Get NumPy Array Indices in Array B for Unique Values in Array A, for Values Present in Both Arrays, Aligned with Array A

Question

I have two NumPy arrays:

A = asarray(['4', '4', '2', '8', '8', '8', '8', '8', '16', '32', '16', '16', '32'])
B = asarray(['2', '4', '8', '16', '32'])

I want a function that takes A, B as parameters, and returns the index in B for each value in A, aligned with A, as efficiently as possible.

These are the outputs for the test case above:

indices = [1, 1, 0, 2, 2, 2, 2, 2, 3, 4, 3, 3, 4]

I've tried exploring in1d(), where(), and nonzero() with no luck. Any help is much appreciated.

Edit: Arrays are strings.

Daniel · Accepted Answer · 2013-07-10 22:17:44Z

3

You can also do:

>>> np.digitize(A,B)-1
array([1, 1, 0, 2, 2, 2, 2, 2, 3, 4, 3, 3, 4])

According to the docs you should be able to specify right=False and skip the minus one part. This does not work for me, likely due to a version issue as I do not have numpy 1.7.

Im not sure what you are doing with this, but a simple and very fast way to do this is:

>>> A = np.asarray(['4', '4', '2', '8', '8', '8', '8', '8', '16', '32', '16', '16', '32'])
>>> B,indices=np.unique(A,return_inverse=True)
>>> B
array(['16', '2', '32', '4', '8'],
      dtype='|S2')
>>> indices
array([3, 3, 1, 4, 4, 4, 4, 4, 0, 2, 0, 0, 2])

>>> B[indices]
array(['4', '4', '2', '8', '8', '8', '8', '8', '16', '32', '16', '16', '32'],
      dtype='|S2')

The order will be different, but this can be changed if needed.

edited Jul 10, 2013 at 22:17

answered Jul 10, 2013 at 16:34

Daniel

19.6k7 gold badges64 silver badges74 bronze badges

Sign up to request clarification or add additional context in comments.

3 Comments

Jaime Over a year ago

You are implicitly relying in B being sorted.

Jaime Over a year ago

But other than that, which is easily solved, e.g. as in my answer, this is faster than np.searchsorted, so +1.

Will Over a year ago

Let me further complicate matters by saying A and B are arrays of strings :( Apparently digitize() doesn't like.

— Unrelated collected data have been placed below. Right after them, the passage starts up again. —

PR #4538, opened 2026-07-24
fix: fix inability to discover or launch az cli on windows

jasonnutter:
Today on Windows (Beekeeper v5.9.2), it appears that discovering and using the `az` CLI for Azure CLI Authentication are both broken. This is due to a couple of issues:

1. On Windows, environment variables are case-insensitive, and as a result, the `PATH` variable is at `process.env.Path`, not `process.env.PATH` (which the code currently looks for).
2. The `az` cli is a `cmd` file, and since Node patched [CVE-2024-27980](https://nodejs.org/en/blog/vulnerability/april-2024-security-releases-2#command-injection-via-args-parameter-of-child_processspawn-without-shell-option-enabled-on-windows-cve-2024-27980---high), using `child_process.spawn` with `{ shell: false}` for `.cmd` files results in `EINVAL` (as described in the aforementioned security release, and which you see in the app if you manually find the `az.cmd` file and run test/connect, as shown in the screenshot below).

This PR does the following:

1. Use `process.env.Path` instead of `process.env.PATH`, if set (i.e. on Windows).
2. Use `child_process.exec` instead of `process.spawn` on Windows (as [recommended](https://nodejs.org/api/child_process.html#spawning-bat-and-cmd-files-on-windows) in the Node docs) for both discovering and executing the `az` CLI.

I've manually verified these fixes on Windows and also verified working functionality on Mac is not broken (haven't testing Linux).

## Screenshots

1. `az` CLI not found on Windows even though installed in default location and in PATH:
Screenshot 2026-07-24 135930

2. `EINVAL` error when manually finding `az.cmd` file and testing the connection:
Screenshot 2026-07-23 091619

3. After fixes in this PR, app is able to discover and run `az` CLI on Windows for Azure CLI Authentication.
image

Question: I'm not sure if you'd like to see tests for this? Let me know.

Thanks!

### DIFF
--- a/apps/studio/src-commercial/backend/handlers/cliHandlers.ts
+++ b/apps/studio/src-commercial/backend/handlers/cliHandlers.ts
@@ -51,7 +51,7 @@ export const CliHandlers: ICliHandlers = {
 
       proc.on('close', (code) => {
         if (code === 0) {
-          const result = stdout.trim().split('\n')[0]; // pick first match
+          const result = stdout.trim().split(/\r?\n/)[0]; // pick first match
           resolve(result);
         } else {
           reject(`cli/which failed (code ${code})\nSTDERR: ${stderr}\nSTDOUT: ${stdout}`);
--- a/apps/studio/src-commercial/backend/handlers/cliHandlers.ts
+++ b/apps/studio/src-commercial/backend/handlers/cliHandlers.ts
@@ -1,4 +1,4 @@
-import { exec, spawn } from "child_process";
+import { spawn } from "child_process";
 import path from "path";
 import platformInfo from "@/common/platform_info";
 
@@ -25,17 +25,14 @@ export const CliHandlers: ICliHandlers = {
 
     // Pass the environment explicitly so we can prepend Homebrew bin dirs.
     const env = { ...process.env };
-    const newPath = [...extraToolSearchDirs, env.Path].filter(Boolean).join(path.delimiter);
-    if (env.Path) {
-      // Windows is case-insensitive, so PATH is usually capitalized as Path
-      env.Path = newPath;
+    if (env.Path && platformInfo.isWindows) {
+      env.Path = [...extraToolSearchDirs, env.Path].filter(Boolean).join(path.delimiter);
     } else {
-      env.PATH = newPath;
+      env.PATH = [...extraToolSearchDirs, env.PATH].filter(Boolean).join(path.delimiter);
     }
 
     return new Promise((resolve, reject) => {
-      // Use exec on windows as spawn won't launch cmd files (e.g. azure cli) on windows with shell: false, see: CVE-2024-27980
-      const proc = platformInfo.isWindows ? exec(`${command} ${toolName}`, { env }) : spawn(command, [toolName], { shell: false, env });
+      const proc = spawn(command, [toolName], { shell: false, env });
 
       let stdout = '';
       let stderr = '';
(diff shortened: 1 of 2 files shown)


apps/studio/src-commercial/backend/handlers/cliHandlers.ts
```diff
@@ -25,19 +25,26 @@ export const CliHandlers: ICliHandlers = {
 
     // Pass the environment explicitly so we can prepend Homebrew bin dirs.
     const env = { ...process.env };
-    env.PATH = [...extraToolSearchDirs, env.PATH].filter(Boolean).join(path.delimiter);
+    const newPath = [...extraToolSearchDirs, env.Path].filter(Boolean).join(path.delimiter);
+    if (env.Path) {
```
rathboma: There's a chance that there is both a `Path` and a `PATH` - Mac and Linux are case sensitive, so someone could also have a `Path` set.

I think we want to also do a platform check:
```
if (env.Path && platformInfo.isWindows) {
  // set Path
}

// always set PATH
```

apps/studio/src-commercial/backend/handlers/cliHandlers.ts
```diff
@@ -25,19 +25,26 @@ export const CliHandlers: ICliHandlers = {
...
+      // Windows is case-insensitive, so PATH is usually capitalized as Path
+      env.Path = newPath;
+    } else {
+      env.PATH = newPath;
+    }
 
     return new Promise((resolve, reject) => {
-      const proc = spawn(command, [toolName], { shell: false, env });
+      // Use exec on windows as spawn won't launch cmd files (e.g. azure cli) on windows with shell: false, see: CVE-2024-27980
+      const proc = platformInfo.isWindows ? exec(`${command} ${toolName}`, { env }) : spawn(command, [toolName], { shell: false, env });
```
rathboma: this exec command creation is unescaped and so would allow a potential RCE depending on the payload of the toolname.

I think we should use `execFile` instead because it supports passing args as an array, similar to spawn
--> https://nodejs.org/api/child_process.html#child_processexecfilefile-args-options-callback

rathboma: We would also have to capture both stdout and stderr, this should work the same as `spawn` I believe.

apps/studio/src/lib/db/authentication/azure.ts
```diff
@@ -178,23 +179,25 @@ export class AzureAuthService {
...
         'account',
         'get-access-token',
         '--resource',
         BksConfig.azure.azSQLLoginScope,
         '--output',
         'json'
-      ], { shell: false });
+      ];
+      // Use exec on windows as spawn won't launch cmd files (e.g. azure cli) on windows with shell: false, see: CVE-2024-27980
+      const proc = platformInfo.isWindows ? exec(`"${options.cliPath}" ${commandArgs.join(' ')}`) : spawn(options.cliPath, commandArgs, { shell: false });
```
rathboma: Same here, can we use `execFile` rather than manually joining args and cli strings?

rathboma (dismissed):
AMAZING find. Thank you so much for fixing this for us. Great work and a knowledge of Windows that I don't have.

I've added a couple of comments about using `execFile` instead of exec because it doesn't require us to manually build the execution string, but I think if we have that then we're good to go.

Also we should check for Windows with the `Path` vs `PATH` check.

Again - this is amazing, thanks so much.

azmy60 (approved):

PR #1446, opened 2022-12-09
Fix regressions with DataRow supported arguments

### LINKED ISSUE #1445: Regression in MSTest v3 DataRow
## Describe the bug

The example below was working up to MSTest v3 and now is raising some compiler warning `CS0182: An attribute argument must be a constant expression, typeof expression or array creation expression of an attribute parameter type`.

## Steps To Reproduce

```csharp
[TestMethod]
[DataRow(new string[] { "" })] // Compiler warning
public void StringArray(string[] lines)
{
}
```

[AB#1697642](https://devdiv.visualstudio.com/0bdbc590-a062-4c3f-b0f6-9383f67865ee/_workitems/edit/1697642)

Evangelink:
Fixes #1445


src/TestFramework/TestFramework/Attributes/DataSource/DataRowAttribute.cs
```diff
@@ -15,25 +15,279 @@ namespace Microsoft.VisualStudio.TestTools.UnitTesting;
 [AttributeUsage(AttributeTargets.Method, AllowMultiple = true)]
 public class DataRowAttribute : Attribute, ITestDataSource
 {
+    /// <summary>
+    /// Initializes a new instance of the <see cref="DataRowAttribute"/> class.
+    /// </summary>
+    public DataRowAttribute()
```
Evangelink, line 21: IMO we should **not** keep this one because that's equivalent to not having any data (we expect parameterless method). WDYT?

jakubch1 (dismissed):

src/TestFramework/TestFramework/Attributes/DataSource/DataRowAttribute.cs
jakubch1: Are you confident enough that this will not break people?

Evangelink: If they were using this case, it would break them for sure but the case makes no functional sense.

I mean if you write:

```csharp
[TestMethod]
[DataRow()]
public void A() {}
```

Why not simply doing:

```csharp
[TestMethod]
public void A() {}
```

jakubch1: Any such case in github?

Evangelink: Looking at GH, it seems that some people are using it (mainly us but also some others):
https://grep.app/search?q=%5BDataRow%28%29%5D

Evangelink: Otherwise we keep and mark as `Obsolete` so we can remove in v4. Sounds like best course of action.

jakubch1 (approved):

MarcoRossignoli (approved):

PR #1452, opened 2022-12-12
Allow most APIs to accept nullable values or arguments

### LINKED ISSUE #1451: MSTest v3 nullability on assertions should be more permissive
## Describe the bug

Most of the assertions APIs in MSTest v2 were supporting null values and would fail in case of null without forcing `Assert.IsNotNull` before. In MSTest v3, most of the APIs are expecting non-nullable entries.

## Steps To Reproduce

```csharp
StringAssert.StartsWith(nullableString, "something"); // potential null warning
```

Evangelink:
Fix #1451


Evangelink:
Closed as won't ship as it's bending too much the nullability.

PR #1467, opened 2022-12-14
Allow most APIs to accept nullable values or arguments

### LINKED ISSUE #1451: MSTest v3 nullability on assertions should be more permissive

Evangelink:
Fixes #1451


src/TestFramework/TestFramework/Assertions/Assert.AreEqual.cs
```diff
@@ -31,7 +32,8 @@ public sealed partial class Assert
     /// <exception cref="AssertFailedException">
     /// Thrown if <paramref name="expected"/> is not equal to <paramref name="actual"/>.
     /// </exception>
-    public static void AreEqual<T>(T? expected, T? actual)
+    public static void AreEqual<T>(
+        [NotNullIfNotNull(nameof(actual))] T? expected, [NotNullIfNotNull(nameof(expected))] T? actual)
```
Evangelink: `NotNullIfNotNull` is just a compiler hint to say the post condition of this method is that if one of the 2 params is not null then the other isn't null. 

This is valid for `AreEqual` methods as two objects are equal only if they are both `null` or both not null and equal. For all `AreNotEqual` we cannot make the same guarantee .

src/TestFramework/TestFramework/Assertions/Assert.AreEqual.cs
```diff
@@ -400,9 +412,7 @@ public static void AreNotEqual<T>(T? notExpected, T? actual, IEqualityComparer<T
     /// <paramref name="actual"/>.
     /// </exception>
     public static void AreEqual(float expected, float actual, float delta)
-    {
-        AreEqual(expected, actual, delta, string.Empty, null);
-    }
+        => AreEqual(expected, actual, delta, string.Empty, null);
```
Evangelink, line 406: Cosmetic change but as I was reviewing ALL assert APIs, I thought I could go for it too.

src/TestFramework/TestFramework/Assertions/Assert.AreEqual.cs
```diff
@@ -1266,15 +1241,13 @@ public static void AreEqual(string? expected, string? actual, bool ignoreCase, s
     /// indicates a case-insensitive comparison.)
     /// </param>
     /// <param name="culture">
-    /// A CultureInfo object that supplies culture-specific comparison information.
+    /// A CultureInfo object that supplies culture-specific comparison information. If culture is null, the current culture is used.
```
Evangelink, line 1243: This is now matching the runtime behaviour and it's made explicit to users.

src/TestFramework/TestFramework/Assertions/Assert.AreEqual.cs
```diff
@@ -1190,9 +1170,7 @@ public static void AreNotEqual(double notExpected, double actual, double delta,
     /// Thrown if <paramref name="expected"/> is not equal to <paramref name="actual"/>.
     /// </exception>
     public static void AreEqual(string? expected, string? actual, bool ignoreCase)
```
Evangelink, line 1171: I missed these `string` APIs where I could also put the `NotNullIfNotNull` attribute.

src/TestFramework/TestFramework/Assertions/Assert.AreSame.cs
```diff
@@ -30,10 +31,8 @@ public sealed partial class Assert
     /// Thrown if <paramref name="expected"/> does not refer to the same object
     /// as <paramref name="actual"/>.
     /// </exception>
-    public static void AreSame<T>(T? expected, T? actual)
-    {
-        AreSame(expected, actual, string.Empty, null);
-    }
+    public static void AreSame<T>([NotNullIfNotNull(nameof(actual))] T? expected, [NotNullIfNotNull(nameof(expected))] T? actual)
```
Evangelink: `AreSame` is like "are references equal" so it's ok to say that if one parameter is not null the other will always be non-null.

src/TestFramework/TestFramework/Assertions/Assert.cs
```diff
@@ -131,6 +129,7 @@ internal static void CheckParameterNotNull(object? param, string assertionName,
     /// The converted string.
     /// </returns>
     [SuppressMessage("ReSharper", "RedundantToStringCall", Justification = "We are ensuring ToString() isn't overloaded in a way to misbehave")]
+    [return: NotNull]
```
Evangelink, line 132: This means that the returned value is always non-null

src/TestFramework/TestFramework/Assertions/CollectionAssert.cs
```diff
@@ -49,13 +50,10 @@ private CollectionAssert()
     /// The element that is expected to be in the collection.
     /// </param>
     /// <exception cref="AssertFailedException">
-    /// Thrown if <paramref name="element"/> is not found in
-    /// <paramref name="collection"/>.
+    /// <paramref name="collection"/> is null, or <paramref name="collection"/> does not contain element <paramref name="element"/>.
```
Evangelink: Update explanation message about cases leading to exception being thrown.

MarcoRossignoli (approved):

MarcoRossignoli:
:shipit:

jakubch1 (approved):

src/TestFramework/TestFramework/Assertions/Assert.AreEqual.cs
Evangelink: Reverting as compiler team implemented this feature only for "output" parameters (`out` and `ref`) as opposed to some other post conditions.

jakubch1 (approved):

MarcoRossignoli (approved):

PR #1470, opened 2022-12-15
Fix class/assembly cleanups log collect and attachment

### LINKED ISSUE #1448: Trace.WriteLine in AssemblyCleanup is not printed in MSTest v3.0.0
## Describe the bug

Methods having the **AssemblyCleanupAttribute** are not called.

Example:
```
[TestClass]
public sealed class DummyUnitTest
{
    [AssemblyInitialize]
    public static void AssemblyInit(TestContext testContext)
    {
        Trace.WriteLine(nameof(AssemblyInit));
    }

    [AssemblyCleanup]
    public static void AssemblblyCleanup()
    {
        Trace.WriteLine(nameof(AssemblblyCleanup));
    }

    [TestMethod]
    public void DummyTest()
    {
        Trace.WriteLine(nameof(this.DummyTest));
    }
}
```

Expected output (by MSTest 2.2.10):
```
...
AssemblyInit
DummyTest
AssemblblyCleanup
...
```

Actual output (by MSTest 3.0.0)
```
...
AssemblyInit
DummyTest
...
```

## Steps To Reproduce

Run the unit test as described above with MSTest v3.0.0.

## Expected behavior

The AssemblblyCleanup method should be called.

## Actual behavior

The AssemblblyCleanup method is not called.

[AB#1699540](https://devdiv.visualstudio.com/0bdbc590-a062-4c3f-b0f6-9383f67865ee/_workitems/edit/1699540)

Evangelink:
- Ensures Trace/Debug/Console logs calls inside `ClassCleanup `and `AssemblyCleanup `methods are correctly collected.
- Ensures that failed `ClassCleanup `or `AssemblyCleanup` is attached to last test run

Fixes #1448

### DIFF
--- a/src/Adapter/MSTest.TestAdapter/Execution/TestAssemblyInfo.cs
+++ b/src/Adapter/MSTest.TestAdapter/Execution/TestAssemblyInfo.cs
@@ -234,4 +234,58 @@ public class TestAssemblyInfo
             }
         }
     }
+
+    /// <summary>
+    /// Calls the assembly cleanup method in a thread-safe.
+    /// </summary>
+    /// <remarks>
+    /// It is a replacement for RunAssemblyCleanup but as we are in a bug-fix version, we do not want to touch
+    /// public API and so we introduced this method.
+    /// </remarks>
+    internal void ExecuteAssemblyCleanup()
+    {
+        if (AssemblyCleanupMethod == null)
+        {
+            return;
+        }
+
+        lock (_assemblyInfoExecuteSyncObject)
+        {
+            try
+            {
+                AssemblyCleanupMethod.InvokeAsSynchronousTask(null);
+            }
+            catch (Exception ex)
+            {
+                var realException = ex.InnerException ?? ex;
+
+                string errorMessage;
+
+                // special case AssertFailedException to trim off part of the stack trace
+                if (realException is AssertFailedException or AssertInconclusiveException)
+                {
+                    errorMessage = realException.Message;
+                }
+                else
+                {
+                    errorMessage = StackTraceHelper.GetExceptionMessage(realException);
+                }
+
+                var exceptionStackTraceInfo = StackTraceHelper.GetStackTraceInformation(realException);
+                DebugEx.Assert(AssemblyCleanupMethod.DeclaringType?.Name is not null, "AssemblyCleanupMethod.DeclaringType.Name is null");
+
+                throw new TestFailedException(
+                    UnitTestOutcome.Failed,
+                    string.Format(
+                        CultureInfo.CurrentCulture,
+                        Resource.UTA_AssemblyCleanupMethodWasUnsuccesful,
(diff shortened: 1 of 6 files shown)


src/Adapter/MSTest.TestAdapter/Execution/TestAssemblyInfo.cs
```diff
@@ -234,4 +234,58 @@ public void RunAssemblyInitialize(TestContext testContext)
...
     }
+
+    /// <summary>
+    /// Calls the assembly cleanup method in a thread-safe.
+    /// </summary>
+    /// <remarks>
+    /// It is a replacement for RunAssemblyCleanup but as we are in a bug-fix version, we do not want to touch
+    /// public API and so we introduced this method.
+    /// </remarks>
+    internal void ExecuteAssemblyCleanup()
```
Evangelink, line 245: Duplicates of the method above expect that we throw instead of returning string message.

src/Adapter/MSTest.TestAdapter/Execution/TestClassInfo.cs
```diff
@@ -410,4 +410,74 @@ public void RunClassInitialize(TestContext testContext)
...
     }
+
+    /// <summary>
+    /// Execute current and base class cleanups.
+    /// </summary>
+    /// <remarks>
+    /// This is a replacement for RunClassCleanup but as we are on a bug fix version, we do not want to change
+    /// the public API, hence this method.
+    /// </remarks>
+    internal void ExecuteClassCleanup()
```
Evangelink, line 421: Duplicates of the method above except that we throw exception instead of either throwing or returning error message.

src/Adapter/MSTest.TestAdapter/Execution/TestAssemblyInfo.cs
```diff
@@ -234,4 +234,58 @@ public void RunAssemblyInitialize(TestContext testContext)
...
+    {
+        if (AssemblyCleanupMethod == null)
```
MarcoRossignoli, line 247:
```suggestion
        if (AssemblyCleanupMethod is null)
```

MarcoRossignoli, line 247: should you double check inside the lock?

MarcoRossignoli (approved):
a comment but lgtm

src/Adapter/MSTest.TestAdapter/Execution/TestAssemblyInfo.cs
MarcoRossignoli: I see it's not the style....

Evangelink: I will keep as-is as I am only duplicating the existing method but I will keep a note to try to improve concurrency on these classes.

Issue #1377, opened 2022-11-11
Update TestContext.Properties return type to IDictionary<string, object>


Evangelink:
## Background and Motivation

Currently, the `TestContext.Properties` property returns `IDictionary` for compatibility reason. This is forcing users to rely on old-aged API where they could be using API coming from `Dictionary<string, object>`.

## Proposed Feature

Replace `IDictionary` with `IDictionary<string, object>` .

[AB#1707845](https://devdiv.visualstudio.com/0bdbc590-a062-4c3f-b0f6-9383f67865ee/_workitems/edit/1707845)

Youssef1313:
@Evangelink I'm re-opening as the PR that closed this issue was reverted

PR #1481, opened 2022-12-19
Update TestContext.Properties return type to IDictionary<string, object?>

engyebrahim:
fix: https://github.com/microsoft/testfx/issues/1377


src/Adapter/MSTestAdapter.PlatformServices/Services/TestContextImplementation.cs
```diff
@@ -116,7 +116,7 @@ public TestContextImplementation(ITestMethod testMethod, StringWriter stringWrit
 #endif
 
     /// <inheritdoc/>
-    public override IDictionary Properties => (IDictionary)_properties;
+    public override Dictionary<string, object?> Properties => _properties;
```
Evangelink: I would get rid of the field and replace this property with a readonly property.

Evangelink (commented):
You can simplify furthermore the `GetProperty` method of `TestContext`.

@MarcoRossignoli Do you think we should go with `IDictionary` over `Dictionary`?

MarcoRossignoli:
> @MarcoRossignoli Do you think we should go with IDictionary over Dictionary?

I would use always abstraction if possible so yes.

src/TestFramework/TestFramework.Extensions/TestContext.cs
```diff
@@ -197,7 +197,7 @@ public abstract class TestContext
     {
         DebugEx.Assert(Properties is not null, "Properties is null");
 #if WINDOWS_UWP || WIN_UI
-        if (!((IDictionary<string, object>)Properties).TryGetValue(name, out object? propertyValue))
+        if (!Properties.TryGetValue(name, out object? propertyValue))
```
Evangelink, line 199: You can merge all the #IF/#else part to keep only the `TryGetValue` part.

Evangelink (approved):

Issue #1284, opened 2022-09-27
Convert MSTest to async pattern


Evangelink:
## Description

Currently MSTest is based on sync pattern on all the code and we fake async behavior through `.Wait()`, `.GetAwaiter().GetResult()` or `Task.Run`. It would be better to have MSTest fully async.

Note that on the adapter to Test Platform level, our entry points are not async and it won't be possible to convert these. It's ok as we can consider these methods as our main.

SimonCropp:
@Evangelink i dont think this is possible to properly fix without changes to `ITestExecutor`. since we would still need to use `.GetAwaiter().GetResult()` in `MSTestExecutor`

Evangelink:
We can't "fully" fix but my idea is that everything under the test platform interface is done "async". We know that the implementation detail of Test Platform allows us to have a "single thread" so that's ok.

SimonCropp:
wont that still have the possibility of deadlocks?

Evangelink:
It will help solve most of them but for sure it won't solve everything because of some implementation choices that were made. I am still ramping up in the knowledge of the codebase and I am often surprised by some things that were done (e.g. using `TaskScheduler.Default` and expecting to have a different thread for each task while there is no guarantee from runtime - yes most of the time that's quite true but that's not the contract).

SimonCropp:
forgive my ignorance. but why cant ITestExecutor be changed in a new major? or obsoleted (with warning) and IAsyncTestExecutor added?

Evangelink:
Technically it's possible but [Test Platform](https://github.com/microsoft/vstest) is similar to mstest and far away from supporting async/await. The platform is in stabilization phase at the moment so it'd be hard to push for this change there.

Evangelink:
> The test runner will then just look for IAsyncTestMethod and call ExecuteAsync without the 'wait' call. This allows anyone to switch to it, and also any custom TestMethodAttributes can implement the interface. This could then be achieved in 3.x without breaking.

@dotMorten thanks for the suggestion! It would definitely help with some part but I feel there might still be some issues as we would need to flow the async/await up to the "entry point" to be sure to have a correct behavior. To do so, we would need to change some public API (honestly I don't know if they are used outside or not) hence the need to wait for v4.

I'll try to make a test to list exactly what would be breaking because maybe we can apply similar pattern in multiple places.

dotMorten:
[...]

PR #1527, opened 2023-01-02
try fix some deadlocks

SimonCropp:
help to contribute to https://github.com/microsoft/testfx/issues/1284.


Evangelink:
FYI this will help to contribute to #1284.

SimonCropp:
@Evangelink is there a way to update the api test result to match the api changes?

SimonCropp:
@Evangelink ok this is ready for a review

Evangelink (commented):
First pass LGTM. 

I will need to review the changes to public API to see if it's used on GitHub, and I also want to have a more in-depth look at some of the semaphore changes.

Side question, do you have any example of scenario where you hit the deadlock? Just trying to see if we could improve our tests (which isn't great at the moment).

SimonCropp:
> Side question, do you have any example of scenario where you hit the deadlock? Just trying to see if we could improve our tests (which isn't great at the moment). 

a consumer of Verify.MsTest hit it here https://github.com/VerifyTests/Verify/issues/751 and my guess was it is related to MSTests use of getawaiter, but i cant be sure. 

So no i dont think i could produce a test which would reliably reproduce a deadlock

src/Adapter/MSTest.TestAdapter/Execution/TestClassInfo.cs
```diff
@@ -21,7 +23,7 @@ namespace Microsoft.VisualStudio.TestPlatform.MSTest.TestAdapter.Execution;
 /// </summary>
 public class TestClassInfo
 {
-    private readonly object _testClassExecuteSyncObject;
+    private SemaphoreSlim _testClassExecuteSemaphore;
```
Evangelink: Can be made `readonly`

```suggestion
    private readonly SemaphoreSlim _testClassExecuteSemaphore;
```

src/TestFramework/TestFramework/Attributes/TestMethod/TestMethodAttribute.cs
```diff
@@ -41,8 +42,8 @@ public TestMethodAttribute(string? displayName)
     /// <param name="testMethod">The test method to execute.</param>
     /// <returns>An array of TestResult objects that represent the outcome(s) of the test.</returns>
     /// <remarks>Extensions can override this method to customize running a TestMethod.</remarks>
-    public virtual TestResult[] Execute(ITestMethod testMethod)
+    public virtual async Task<TestResult[]> Execute(ITestMethod testMethod)
```
Evangelink, line 45: I need to think about this one, as far as I can see it's quite often overridden. I am not sure if that's better to break or offer the two methods `Execute` and `ExecuteAsync` and obsolete the former.

src/TestFramework/TestFramework/Interfaces/ITestMethod.cs
```diff
@@ -57,7 +58,7 @@ public interface ITestMethod
     /// <remarks>
     /// This call handles asynchronous test methods as well.
     /// </remarks>
-    TestResult Invoke(object[]? arguments);
+    Task<TestResult> Invoke(object[]? arguments);
```
Evangelink, line 61: Same remark here, it's also used in a few places.

src/Adapter/MSTest.TestAdapter/Execution/TestClassInfo.cs
```diff
@@ -21,7 +23,7 @@ namespace Microsoft.VisualStudio.TestPlatform.MSTest.TestAdapter.Execution;
 /// </summary>
 public class TestClassInfo
```
Evangelink, line 24: As far as I can see on GitHub and internal repo this is not used outside of MSTest so changes to public API are fine (I will do a follow-up PR changing accessibility where possible to reduce un-needed/wanted public surface).

src/Adapter/MSTest.TestAdapter/Execution/TestExecutionManager.cs
```diff
@@ -320,36 +313,33 @@ private void ExecuteTestsInSource(IEnumerable<TestCase> tests, IRunContext? runC
 
                 for (int i = 0; i < parallelWorkers; i++)
                 {
-                    tasks.Add(_taskFactory(() =>
```
Evangelink, line 323: I need to look more into this part because it's changing the logic (I am not sure if that's good or not).

SimonCropp:
rebased

src/Adapter/MSTest.TestAdapter/Execution/TestExecutionManager.cs
SimonCropp: yeah given i cant compile (and hence cant run locally) i was guessing as to the correct new code.

happy to take direction from you

Evangelink:
@SimonCropp I am curious as to what issues you are facing with building, would you mind sharing the errors?

src/Adapter/MSTest.TestAdapter/Execution/TestExecutionManager.cs
Evangelink: Probably better to keep the old behaviour in here, we are missing tests to be 100% sure of what was the real intent here.

Evangelink:
@SimonCropp I am starting to think it's probably better to go full breaking change for v4. It's likely to break users extending MSTest but it feels like lots of extra work and increased likelihood of deadlock to keep the `GetAwaiter` option.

ovgolovin · Accepted Answer · 2013-07-10 09:56:45Z

1

For such things it is important to have lookups in B as fast as possible. Dictionary provides O(1) lookup time. So, first of all, let us construct this dictionary:

>>> indices = dict((value,index) for index,value in enumerate(B))
>>> indices
{8: 2, 16: 3, 2: 0, 4: 1, 32: 4}

And then just go through A and find corresponding indices:

>>> [indices[item] for item in A]
[1, 1, 0, 2, 2, 2, 2, 2, 3, 4, 3, 3, 4]

answered Jul 10, 2013 at 9:56

ovgolovin

13.5k7 gold badges53 silver badges80 bronze badges

2 Comments

Will Over a year ago

Thanks, this is great. But, is there any way to do it in NumPy-C-happy-land? {dict: comprehension} seems a bit faster as well if we went with this route. Is there no nice NumPy way to do it without having to pass a dict around?

ovgolovin Over a year ago

@Will If B is large, it's important to have O(1) lookup complexity. I'm not familiar with numpy, but perfunctory search didn't yield any references to dict analogs in numpy. If B is small, it may be faster to do everything inside numpy. If so, wait for another answers, may be someone will be able to come up with all-in-numpy solution.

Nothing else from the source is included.